Software runs in hospitals. It runs in aircraft. It runs in the financial infrastructure that millions of people depend on without knowing it exists. It runs in systems that keep people alive.

The people whose lives depend on those systems are not in the room when the code is written. They don't know whether the developer who built the system understood it. They don't know whether the reviewer read it carefully. They are trusting, without knowing they're trusting, that someone in that chain took the responsibility seriously.

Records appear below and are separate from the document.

PR #1916, opened 2015-09-13
Fix error in auth-flow example

etiennetremel:
Fix usage of onEnter function from the auth-flow example.

Was giving this error:
```
Uncaught TypeError: Cannot read property 'indexOf' of null
```

### DIFF
--- a/examples/auth-flow/app.js
+++ b/examples/auth-flow/app.js
@@ -113,9 +113,10 @@ var Logout = React.createClass({
   }
 });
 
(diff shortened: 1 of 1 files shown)


ryanflorence:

Vibe coding is a choice to opt out of that responsibility. To build something you don't understand and deploy it into a world where other people bear the consequences of your choices.

For a weekend project, that's a personal decision. For production systems that affect real people — it's a different kind of choice entirely.

The next major software failure involving AI-generated code will not happen because a model wrote a bad function. It will happen because a team accepted code it did not understand, reviewers approved behaviour they did not verify, and an organisation rewarded speed over accountability. The only question is whether anyone in the review chain will stop it.